Клара мигнула – ей уже было непонятно. С ней впервые говорили о сексе. Берта – никогда ни слова, врач-гинеколог говорила не о сексе, Карл в общем-то тоже говорила не о сексе, а о психоаналитической подоплеке. Ну надо же, Кузьмич ТэПэ, которую в сугубо «женских» ситуациях представить было невозможно – ни любовницей, ни мамой в роддоме, только начальником, – говорит такие слова: «постель», «секс», «оргазм»! Это как если бы медведь в зоопарке надел очки и прочитал посетителям лекцию о сексе!
Какие она говорит глупости. Свекровь думает, что она из-за секса?.. Подумаешь, секс. Она во время секса вовсе не считает овец, она считает собак и делает упражнения для лица: чтобы не было носогубных складок, нужно резко надувать щеки, раз-раз…
– Ты в постели первая начинаешь?
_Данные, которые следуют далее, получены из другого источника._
PR #4881, opened 2021-01-05
Add Check

satmandu:
- newer pulseaudio asks for this.

Works properly:
- [x] x86_64
- [x] i686
- [x] armv7l

### DIFF
--- a/packages/check.rb
+++ b/packages/check.rb
@@ -1,0 +1,41 @@
+require 'package'
+
+class Check < Package
+  description 'A unit testing framework for C'
+  homepage 'https://libcheck.github.io/check/'
+  version '0.15.2'
+  source_url 'https://github.com/libcheck/check/releases/download/0.15.2/check-0.15.2.tar.gz'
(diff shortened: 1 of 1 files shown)


packages/check.rb
```diff
@@ -0,0 +1,41 @@
...
+  })
+
+
+  def self.build
+    system "autoreconf -fvi"
+    Dir.mkdir 'build'
+    Dir.chdir 'build' do
+      system "env CC=gcc LD=ld \
+      cmake -G Ninja \
+      -DCMAKE_INSTALL_PREFIX=/usr/local \
```
uberhacker, line 30: Abstract with `#{CREW_PREFIX}` or better yet, `#{CREW_CMAKE_OPTIONS}`?

satmandu: I tried that and I was getting a bunch of errors, which is why I just went back to the minimal options which worked.

uberhacker: That is fine.  You don't have to recreate the binaries but please change `/usr/local` to `#{CREW_PREFIX}`.

satmandu: Whoops! Good catch.

PR #6686, opened 2022-01-29
Add reload_constants command

uberhacker:
Also reduces clutter in packages.

### DIFF
--- a/bin/crew
+++ b/bin/crew
@@ -69,7 +69,24 @@ CREW_LICENSE = <<~LICENSESTRING
 LICENSESTRING
 
 # All available crew commands.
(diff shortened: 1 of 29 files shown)


satmandu:
Does it make sense to use this as a `crew reload` command?

Don't the variables get reloaded based upon current env variables every time one runs crew?

uberhacker:
Does this work?
```
$ export CREW_NOT_STRIP='1'
$ crew const CREW_NOT_STRIP
```
If so, then we don't need the `crew reload` command.

satmandu:
> Does this work?
> ```
> $ export CREW_NOT_STRIP='1'
> $ crew const CREW_NOT_STRIP
> ```
> If so, then we don't need the `crew reload` command.

uberhacker:
We don't need it.  I'll remove.

PR #6691, opened 2022-01-30
Refactor colorizing in install.sh

saltedcoffii:
In install.sh, there's a lot of repeated `echo -e "${COLOR}Message. ${RESET}"`. This pull request simplifies those messages five functions, one for each color. 

This also adds some pretty Chromebrew ASCII art for when Chromebrew finishes installing. 
Tested on actual hardware, works.


satmandu:
Could we convert those functions to snake_case?

e.g.
```
echo_error() { echo -e "${RED}${*}${RESET}" >&2; }
echo_info() { echo -e "${YELLOW}${*}${RESET}" >&1; }
echo_success() { echo -e "${GREEN}${*}${RESET}" >&1; }
echo_intra() { echo -e "${BLUE}${*}${RESET}" >&1; }
echo_out() { echo -e "${GRAY}${*}${RESET}" >&1; }
```
I think that helps readability.

saltedcoffii:
can we use camelCase, it's easier to type

install.sh
```diff
@@ -277,39 +284,66 @@ git sparse-checkout set packages lib bin crew tools install.sh
...
+             .xMNO0X0OOkkkkkkkkkkXMWKXKOx;.
+             .0MXOOOOOOkkkkkkkkkOKM0..
+             'NMWNXXKK000000KKXNNMMX.
+             .;okk0XNWWMMMMWWNKOkdc'.
+                .....'cc:cc:''..."
+echo "  ___  _                               _
+ / (_)| |                             | |
+|     | |     ,_    __   _  _  _    _ | |   ,_    _
+|     |/ \   /  |  /  \_/ |/ |/ |  |/ |/ \_/  |  |/  |  |  |_
+ \___/|   |_/   |_/\__/   |  |  |_/|__/\_/    |_/|__/ \/ \/
```
uberhacker, line 326: Whoa, that is some fancy ascii art!  It might make sense to add more of a hump on the `h`?

uberhacker:
> can we use camelCase, it's easier to type

camelCase is not normally used in bash scripts.  See https://google.github.io/styleguide/shellguide.html#naming-conventions.

install.sh
saltedcoffii: yeah what would that look like?

uberhacker: I was thinking similar to the `r`.

saltedcoffii: oh okay

satmandu:
> > can we use camelCase, it's easier to type
> 
> camelCase is not normally used in bash scripts. See https://google.github.io/styleguide/shellguide.html#naming-conventions.

Looks like I was mischaracterizing what I was suggesting!

`Lower-case, with underscores to separate words.` (from that page) is what I was asking for. :)

install.sh
satmandu: I think there is an ascii art generator I used ~ 20+ years ago to generate a signature in my email.... There's zero chance of me finding that now, alas..

saltedcoffii: it's okay i used figlet, it worked well enough.

uberhacker: That looks better but I'm confused by the extra vertical line between the `C` and `h`.

saltedcoffii: this is a cursive script, look at a cursive h
also because of the `echo '` line, the top line of characters is moved over

uberhacker: Fair enough.  I probably don't know how to write in cursive now anyway since it's been so long since I did any actual writing.  Does that make me illiterate?

PR #6698, opened 2022-02-02
Vivaldi 5.0.2497.48 => 5.0.2497.51

uberhacker:


packages/vivaldi.rb
```diff
@@ -18,14 +17,14 @@ class Vivaldi < Package
 
   case ARCH
   when 'aarch64', 'armv7l'
-    @_arch = 'armhf'
-    source_sha256 'f0603cc97800b040879c69af05d0264385d07ea9a3ec886c14ec6fb7f0473302'
+    arch = 'armhf'
```
satmandu, line 20: Does this mean that `arch` is set for all packages? Should we be using `@arch` here?

uberhacker: This was changed to a local variable as opposed to instance because the instance scope is not needed in this context.

PR #6702, opened 2022-02-02
Add memory lower limit for using pixz for package compression

satmandu:
- Fixes issue with `pixz` failing to compress on systems with less ram
- Solution is to just avoid using `pixz` for compression on such systems.

Works properly:
- [x] x86_64
- [x] armv7l
- [x] i686

```
CREW_TESTING_REPO=https://github.com/satmandu/chromebrew.git CREW_TESTING_BRANCH=pixz_ram_check CREW_TESTING=1 crew update
```

### DIFF
--- a/bin/crew
+++ b/bin/crew
@@ -1435,9 +1435,8 @@ end
 
 def archive_package(pwd)
   @ramfree = %x(free).split(" ")[7]
-  # Set minimum ram for running pixz to be ~ 8Gb. (This number is just
-  # below that on a RPI4B used for building armv7l packages.)
-  unless @ramfree < '7999000' || CREW_NOT_USE_PIXZ || !File.exist?("#{CREW_PREFIX}/bin/pixz")
+  # Set minimum ram for running pixz to be ~ 4 Gb.
+  unless @ramfree < '3999500' || CREW_NOT_USE_PIXZ || !File.exist?("#{CREW_PREFIX}/bin/pixz")
     puts "Using pixz to compress archive."
     pkg_name = "#{@pkg.name}-#{@pkg.version}-chromeos-#{@device[:architecture]}.tpxz"
     Dir.chdir CREW_DEST_DIR do
--- a/bin/crew
+++ b/bin/crew
@@ -1434,7 +1434,10 @@ def build_package(pwd)
 end
 
 def archive_package(pwd)
-  unless CREW_NOT_USE_PIXZ || !File.exist?("#{CREW_PREFIX}/bin/pixz")
+  @ramfree = %x(free).split(" ")[7]
+  # Set minimum ram for running pixz to be ~ 8Gb. (This number is just
+  # below that on a RPI4B used for building armv7l packages.)
+  unless @ramfree < '7999000' || CREW_NOT_USE_PIXZ || !File.exist?("#{CREW_PREFIX}/bin/pixz")
     puts "Using pixz to compress archive."
     pkg_name = "#{@pkg.name}-#{@pkg.version}-chromeos-#{@device[:architecture]}.tpxz"
     Dir.chdir CREW_DEST_DIR do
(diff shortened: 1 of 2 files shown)


saltedcoffii:
can you show an example of pixz failing on a computer with less ram? i haven't had an issue with that building on actual hardware (4GB of RAM)

uberhacker:
Bump version in `lib/const.rb`?

uberhacker:
> can you show an example of pixz failing on a computer with less ram? i haven't had an issue with that building on actual hardware (4GB of RAM)

I imagine this depends on the size of the file being compressed too.  I was having trouble with large files with only 2 gb of ram.

satmandu:
version bumped

satmandu:
> can you show an example of pixz failing on a computer with less ram? i haven't had an issue with that building on actual hardware (4GB of RAM)

I can lower the limit to 4Gb... what do you see from `%x(free).split(" ")[7]` on your system @saltedcoffii ?

On low ram systems, pixz just fails. See https://github.com/vasi/pixz/issues/97

satmandu:
@saltedcoffii As long as your ram is > `3999500`, which I just set the max to, pixz may be fine?

saltedcoffii:
I'd be happy if chromebrew emitted a warning letting the user know that RAM is too low to compress using pixz, that pixz can be forced using an environment variable, and that chromebrew is falling back to xz.

uberhacker:
If pixz requires more that 4 gb of ram, you can disable with an architecture conditional.  32-bit systems can only physically address 4 gb max.

satmandu:
Honestly, since I don't have time to implement the individual file decompression stuff with pixz I was planning on, I think it best to just limit this here. I think doing something like zstd for compression might be much better anyways, and I think zstd might handle low memory situations better anyways...

For decompression of course it doesn't matter.

satmandu:
> If pixz requires more that 4 gb of ram, you can disable with an architecture conditional. 32-bit systems can only physically address 4 gb max.

Yes, but when running in a container on a `x86_64` system, the i686 apps are PAE aware, and can throw 4Gb at each process, so it is the total ram available which matters.

uberhacker:
> > If pixz requires more that 4 gb of ram, you can disable with an architecture conditional. 32-bit systems can only physically address 4 gb max.
> 
> Yes, but when running in a container on a `x86_64` system, the i686 apps are PAE aware, and can throw 4Gb at each process, so it is the total ram available which matters.

But you are talking about Docker containers.  We probably should be making decisions based on Chromebook hardware instead.

satmandu:
> 
> But you are talking about Docker containers. We probably should be making decisions based on Chromebook hardware instead.

We're talking about building packages. Since most packages are being generated in containers that should take priority. Decompression is of course not an issue at all on any hardware.

uberhacker:
> > But you are talking about Docker containers. We probably should be making decisions based on Chromebook hardware instead.
> 
> We're talking about building packages. Since most packages are being generated in containers that should take priority. Decompression is of course not an issue at all on any hardware.

I kind of disagree since there are those who have a Chromebook as their only option and a failure on a large build will be disappointing and confusing.

uberhacker:
What if we replace pixz with something else as discussed in the Slack channel?

saltedcoffii:
like with tarlz?

satmandu:
> I kind of disagree since there are those who have a Chromebook as their only option and a failure on a large build will be disappointing and confusing.

Oh yes, I agree with you here.  On ChromeOS hardware `crew` should never break due to insufficient hardware. This is why I think we should try to be safe and not present options _to the end-user_ which may result in breakage for them.

satmandu:
> like with tarlz?

I think at the moment my problem with tarlz is that we are already using xz, which is also a lzma derived compression format. 

I don't see any major benefits from the switch?

satmandu:
Resolved by https://github.com/skycocker/chromebrew/pull/6703

PR #6703, opened 2022-02-03
crew: use zstd

satmandu:
- pixz is having issues on low memory systems.
- This PR implements using `zstd` as a default compression for chromebrew packages.
- zstd compression settings were copied from ARCH based upon this analysis: https://lists.archlinux.org/pipermail/arch-dev-public/2019-March/029542.html
- A static musl tar is also added to this PR to compensate for machines which might have older versions of tar which do not support zstd.
- `install.sh`'s bootstrap_packages have been set to use `no_zstd` when building so we don't have a chicken/egg issue when doing installs. (This may actually not be an issue since I put `tar` at the beginning of `bootstrap_packages`.
- `gcc11` compressed with zstd on a 2Gb RAM `i686` machine with the settings in crew, so that's good!
- Added `tar` to `core` and `buildessential`
- Added update to rust, compressed with `zstd`. `crew upgrade rust`

Works properly:
- [x] x86_64
- [x] armv7l
- [x] i686
```
CREW_TESTING_REPO=https://github.com/satmandu/chromebrew.git CREW_TESTING_BRANCH=zstd_crew CREW_TESTING=1 crew update
```

### DIFF
--- a/bin/crew
+++ b/bin/crew
@@ -1086,7 +1086,7 @@ def strip_dir(dir)
 
       # Strip binaries but not compressed archives
       puts "Stripping binaries..."
-      extensions = [ 'bz2', 'gz', 'lha', 'lz', 'lzh', 'rar', 'tar', 'tbz', 'tgz', 'tpxz', 'txz', 'xz', 'Z', 'zip' ]
+      extensions = %w[ bz2 gz lha lz lzh rar tar tbz tgz tpxz txz xz Z zip zst ]
       inames = extensions.join(' ! -iname *\.')
       strip_find_files "find . -type f ! -iname *\.#{inames} -perm /111 -print | sed -e '/lib.*\.a$/d' -e '/lib.*\.so/d'"
     end
--- a/bin/crew
+++ b/bin/crew
@@ -1479,7 +1479,7 @@ def build_package(pwd)
 end
 
 def archive_package(pwd)
-  unless %x[tar --version | head -n 1 | awk '{print $4}'] > '1.31' || !File.exist?("#{CREW_PREFIX}/bin/zstd") || @pkg.no_zstd?
+  unless %x[tar --version | head -n 1 | awk '{print $4}'] < '1.31' || !File.exist?("#{CREW_PREFIX}/bin/zstd") || @pkg.no_zstd?
     puts "Using zstd to compress archive."
     pkg_name = "#{@pkg.name}-#{@pkg.version}-chromeos-#{@device[:architecture]}.zst"
     Dir.chdir CREW_DEST_DIR do
--- a/bin/crew
+++ b/bin/crew
@@ -828,7 +828,7 @@ def unpack(meta)
         abort 'zstd is needed for this install. Please install it first with \'crew install zstd\''.lightred
       end
       puts "Unpacking archive using 'tar', this may take a while..."
-      system "tar x#{@verbose}f #{meta[:filename]} -C #{@extract_dir}", exception: true
+      system "PATH=#{CREW_MUSL_PREFIX}/bin:\$PATH tar x#{@verbose}f #{meta[:filename]} -C #{@extract_dir}", exception: true
     when /\.deb$/i
       puts "Unpacking '.deb' archive, this may take a while..."
       DebUtils::extract_deb(meta[:filename], /data\..*/)
@@ -1505,7 +1505,7 @@ def archive_package(pwd)
       # decompression speed over compression speed.
       # See https://lists.archlinux.org/pipermail/arch-dev-public/2019-March/029542.html
       # Use nice so that user can (possibly) do other things during compression.
-      system "tar c#{@verbose} * | nice -n 20 zstd -c -T0 --ultra -20 - > #{pwd}/#{pkg_name}"
+      system "PATH=#{CREW_MUSL_PREFIX}/bin:\$PATH tar c#{@verbose} * | nice -n 20 zstd -c -T0 --ultra -20 - > #{pwd}/#{pkg_name}"
     end
   else
     puts "Using xz to compress package. This may take some time.".lightblue
--- a/bin/crew
+++ b/bin/crew
@@ -974,7 +974,7 @@ def prepare_package(destdir)
     Dir.foreach(CREW_DEST_PREFIX) do |filename|
       next if filename == '.' or filename == '..'
       unless @fhs_compliant_prefix.include?(filename)
-        if CREW_FHS_NONCOMPLIANCE_ONLY_ADVISORY
+        if CREW_FHS_NONCOMPLIANCE_ONLY_ADVISORY || @pkg.no_fhs?
           puts "Warning: #{CREW_PREFIX}/#{filename} in #{@pkg.name} is not FHS3 compliant.".orange
         else
           puts "Error: #{CREW_PREFIX}/#{filename} in #{@pkg.name} is not FHS3 compliant.".lightred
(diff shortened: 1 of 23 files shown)


uberhacker:
Fixes #6702?

bin/crew
```diff
@@ -1479,14 +1485,18 @@ def build_package(pwd)
 end
 
 def archive_package(pwd)
-  unless CREW_NOT_USE_PIXZ || !File.exist?("#{CREW_PREFIX}/bin/pixz")
-    puts "Using pixz to compress archive."
-    pkg_name = "#{@pkg.name}-#{@pkg.version}-chromeos-#{@device[:architecture]}.tpxz"
+  unless %x[tar --version | head -n 1 | awk '{print $4}'] < '1.31' || !File.exist?("#{CREW_PREFIX}/bin/zstd") || @pkg.no_zstd?
```
uberhacker, line 1488: Would it make sense to convert this into a crew constant?  Something like `CREW_TAR_VERSION`?

satmandu: We only need to know that when we are using tar. Why do that check every single time crew is run?

satmandu: Getting that value will make crew 0.010s to 0.157s slower/run, comparing i686 and x86_64 runs of that command.

packages/buildessential.rb
```diff
@@ -119,6 +119,10 @@ class Buildessential < Package
   # Samurai
   #depends_on 'samurai'
 
+  # Tar
+  # Version > 1.30 needed for zstd support
+  depends_on 'tar'
```
uberhacker, line 124: I'm not exactly a fan of needing an updated tar to compress files.  It would be better to use all of the out-of-the-box versions instead but...

packages/git.rb
```diff
@@ -37,6 +37,7 @@ class Git < Package
   depends_on 'musl_expat' => :build
 
   is_static
+  no_zstd
```
uberhacker, line 40: Are we going to need to add this to every package that needs it now?

satmandu: It's really only needed for packages installed before zstd and a tar which supports zstd. So that's a very very small list.

And it may not be needed at all, since I think tar was built with zstd... I should check that...

satmandu: I need to add a check for zstd...

uberhacker: So many compression options and so little time. :)

packages/buildessential.rb
satmandu: Only `i686` needs an updated tar. Other systems appear to have a new enough tar. Let me change that...

satmandu: The updated tar is needed for `decompressing` though...

satmandu: Changed the dependency to i686 only

packages/musl_zstd.rb
```diff
@@ -3,46 +3,54 @@
...
 
   binary_url({
-    aarch64: 'https://gitlab.com/api/v4/projects/26210301/packages/generic/musl_zstd/1.5.1_armv7l/musl_zstd-1.5.1-chromeos-armv7l.tpxz',
-     armv7l: 'https://gitlab.com/api/v4/projects/26210301/packages/generic/musl_zstd/1.5.1_armv7l/musl_zstd-1.5.1-chromeos-armv7l.tpxz',
-       i686: 'https://gitlab.com/api/v4/projects/26210301/packages/generic/musl_zstd/1.5.1_i686/musl_zstd-1.5.1-chromeos-i686.tpxz',
-     x86_64: 'https://gitlab.com/api/v4/projects/26210301/packages/generic/musl_zstd/1.5.1_x86_64/musl_zstd-1.5.1-chromeos-x86_64.tpxz'
+    aarch64: 'https://gitlab.com/api/v4/projects/26210301/packages/generic/musl_zstd/1.5.2_armv7l/musl_zstd-1.5.2-chromeos-armv7l.tar.xz',
+     armv7l: 'https://gitlab.com/api/v4/projects/26210301/packages/generic/musl_zstd/1.5.2_armv7l/musl_zstd-1.5.2-chromeos-armv7l.tar.xz',
+       i686: 'https://gitlab.com/api/v4/projects/26210301/packages/generic/musl_zstd/1.5.2_i686/musl_zstd-1.5.2-chromeos-i686.tar.xz',
+     x86_64: 'https://gitlab.com/api/v4/projects/26210301/packages/generic/musl_zstd/1.5.2_x86_64/musl_zstd-1.5.2-chromeos-x86_64.tar.xz'
```
uberhacker, line 17: So we're turned full circle and now back to `.tar.xz`? :confounded:

bin/crew
```diff
@@ -675,7 +675,7 @@ def download
   Dir.chdir CREW_BREW_DIR do
     case File.basename(filename)
     # Sources that download with curl
-    when /\.zip$/i, /\.(tar(\.(gz|bz2|xz|lz))?|tgz|tbz|tpxz|txz)$/i, /\.deb$/i, /\.AppImage$/i
+    when /\.zip$/i, /\.(tar(\.(gz|bz2|xz|lz|zst))?|tgz|tbz|tpxz|txz)$/i, /\.deb$/i, /\.AppImage$/i
```
uberhacker, line 678: Add the `zst` extension to ` extensions = [ 'bz2', 'gz', 'lha', 'lz', 'lzh', 'rar', 'tar', 'tbz', 'tgz', 'tpxz', 'txz', 'xz', 'Z', 'zip' ]` in `def strip_dir`?

bin/crew
uberhacker: Fair enough.  I generally like to abstract kludgy logic like this, however.

packages/musl_zstd.rb
satmandu: Only for the bootstrap packages... but literally, only `tar` and `musl_zstd` now have to be `.tar.xz`

bin/crew
satmandu: done

bin/crew
```diff
@@ -1068,7 +1086,7 @@ def strip_dir(dir)
 
       # Strip binaries but not compressed archives
       puts "Stripping binaries..."
-      extensions = [ 'bz2', 'gz', 'lha', 'lz', 'lzh', 'rar', 'tar', 'tbz', 'tgz', 'tpxz', 'txz', 'xz', 'Z', 'zip' ]
+      extensions = %w[ bz2 gz lha lz lzh rar tar tbz tgz tpxz txz xz Z zip zst ]
```
uberhacker, line 1089: Good call.  That reduced the size of that array almost in half!

packages/musl_zstd.rb
uberhacker: This is going to be difficult to remember when we do updates.  It'd be nice if we could be consistent with a generally accepted compression scheme to be used everywhere.

tools/gl.sh
```diff
@@ -39,6 +41,7 @@ if test $1; then
 else
   packages=$(find ../release/*/*.xz -exec basename -s .tar.xz {} + | cut -d'-' -f1 | sort | uniq | xargs)" "
   packages+=$(find ../release/*/*.tpxz -exec basename -s .tpxz {} + | cut -d'-' -f1 | sort | uniq | xargs)
```
uberhacker, line 43: Add `" "` to the end?

packages/musl_zstd.rb
satmandu: Unless PKG name includes `tar` or `musl_zstd` use zstd...

satmandu: I can remove the no_zstd from all of the other packages.

PR #6716, opened 2022-02-09
Provide feedback for ruby gem updates

uberhacker:


packages/ruby.rb
```diff
@@ -63,6 +63,8 @@ def self.install
   end
 
   def self.postinstall
-    system 'gem update --silent -N --system'
+    puts 'Updating ruby gems. This may take a while...'
```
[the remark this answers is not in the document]
uberhacker: Added.

packages/ruby.rb
```diff
@@ -63,6 +63,11 @@ def self.install
...
+    if `grep -c "gem: --no-document" #{HOME}/.gemrc`.to_i.zero?
```
supechicken, line 67: Check for exit status instead?
```ruby
if system 'grep', '-q', "gem: --no-document", "#{HOME}/.gemrc"
```

packages/ruby.rb
```diff
@@ -63,6 +63,11 @@ def self.install
...
+      system "echo 'gem: --no-document' >> #{HOME}/.gemrc"
```
supechicken, line 68: Rubyize with `File.write("#{HOME}/.gemrc", "gem: --no-document\n", mode: 'a')`

satmandu:
Added @supechicken's added changes. @supechicken please test and merge if that works...

supechicken:
Tested on `x86_64`

PR #6724, opened 2022-02-11
dbus_glib => 0.112

saltedcoffii:
builds on x86_64. needs binaries.

```
CREW_TESTING_REPO=https://github.com/saltedcoffii/chromebrew.git CREW_TESTING_BRANCH=dbus_glib_0.112 CREW_TESTING=1 crew update
```

### DIFF
--- a/packages/dbus_glib.rb
+++ b/packages/dbus_glib.rb
@@ -1,36 +1,23 @@
 require 'package'
 
 class Dbus_glib < Package
-  description 'The D-Bus GLib package contains GLib interfaces to the D-Bus API.'
-  homepage 'http://www.linuxfromscratch.org/blfs/view/svn/general/dbus-glib.html'
-  version '0.110'
+  description 'An obsolete, primarily unmaintained glib binding for libdbus.'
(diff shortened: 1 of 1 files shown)


packages/dbus_glib.rb
```diff
@@ -1,36 +1,23 @@
 require 'package'
 
 class Dbus_glib < Package
-  description 'The D-Bus GLib package contains GLib interfaces to the D-Bus API.'
-  homepage 'http://www.linuxfromscratch.org/blfs/view/svn/general/dbus-glib.html'
-  version '0.110'
+  description 'An obsolete, primarily unmaintained glib binding for libdbus.'
```
uberhacker, line 4: Why the description change?  The old one seems to be more descriptive?

saltedcoffii: because the wiki says its unmantained

uberhacker: It's OK to mention that but maybe just append to the current description?

uberhacker: This is the description from the new homepage.
```
dbus-glib is a deprecated API for use of D-Bus from GLib applications.
```

PR #6743, opened 2022-02-16
crew: Download `source_url` as a normal file even if it is not an archive

supechicken:
Currently, the download algorithm will not download the `source_url` if it is not an archive or `git` URL. Added a part to this PR that handles normal files.

Tested on `x86_64`

```shell
CREW_TESTING=1 CREW_TESTING_REPO=https://github.com/supechicken/chromebrew CREW_TESTING_BRANCH=download_file crew update
```

### DIFF
--- a/bin/crew
+++ b/bin/crew
@@ -731,10 +731,20 @@ def download
 
     when /^SKIP$/i
       Dir.mkdir @extract_dir
-
-    # Source URLs which end with .git are git sources.
-    when /\.git$/i
+    when /\.git$/i # Source URLs which end with .git are git sources.
       @git = true
+    else
+      Dir.mkdir @extract_dir
+      # use curl if CURL environment variable set
+      if CURL == 'curl'
+        downloader url, filename, @opt_verbose
+      else
+        system "#{CURL} --retry 3 -#{@verbose}#LC - --insecure \'#{url}\' --output #{filename}"
+      end
+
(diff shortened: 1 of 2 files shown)


bin/crew
```diff
@@ -731,10 +731,22 @@ def download
...
     when /^SKIP$/i
       Dir.mkdir @extract_dir
-
-    # Source URLs which end with .git are git sources.
-    when /\.git$/i
+    when /\.git$/i # Source URLs which end with .git are git sources.
       @git = true
+    else
+      Dir.mkdir @extract_dir
+      # use curl if CURL environment variable set
```
uberhacker, line 738: Shouldn't this say `use downloader if CURL environment variable set`?

supechicken: If the `CURL` variable is set by the user, it might contain some `curl` specific environment variables and `curl` will be called instead.

supechicken: Renamed it to `CREW_USE_CURL`

bin/crew
```diff
@@ -731,10 +731,22 @@ def download
...
+      if CURL == 'curl'
+        downloader url, filename, @opt_verbose
+      else
+        system "#{CURL} --retry 3 -#{@verbose}#LC - --insecure \'#{url}\' --output #{filename}"
+      end
```
uberhacker, line 743:
```
      unless CREW_USE_CURL
        downloader url, filename, @opt_verbose
      else
      end
```
?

Ты не должна первая начинать. Он сам решит, хочет сегодня с тобой спать или нет. Он же не всегда хочет с тобой спать. Если ты первая начинаешь, мужчина сердится, что ты его унизила. Если он не хочет, так это тоже нормально, вы уже не молодожены. А если он тебе изменил, так ты поплачь, да и все. Он имеет право изменять. Природа у мужчин такая, против природы не попрешь. Дальше. Оргазм. Это вы все наслышались, начитались, что должен быть оргазм. Вранье! Пусть врут, мы-то знаем. Нету никакого оргазма. Ну, если поначалу что-то такое приятно, то потом… Нет, потом тоже ничего, приятно, что тебя приласкают. Но чтобы у тебя было право на оргазм, нету такого права. Ну и последнее: за предохранение отвечает женщина. Мужик вообще не должен об этом думать. …А-а, вот еще одно последнее: в сексе главное, чтобы он получал удовольствие. Понимаешь, о чем я? Я про все такое неприличное. Если тебе что-то неприятно, ты должна терпеть…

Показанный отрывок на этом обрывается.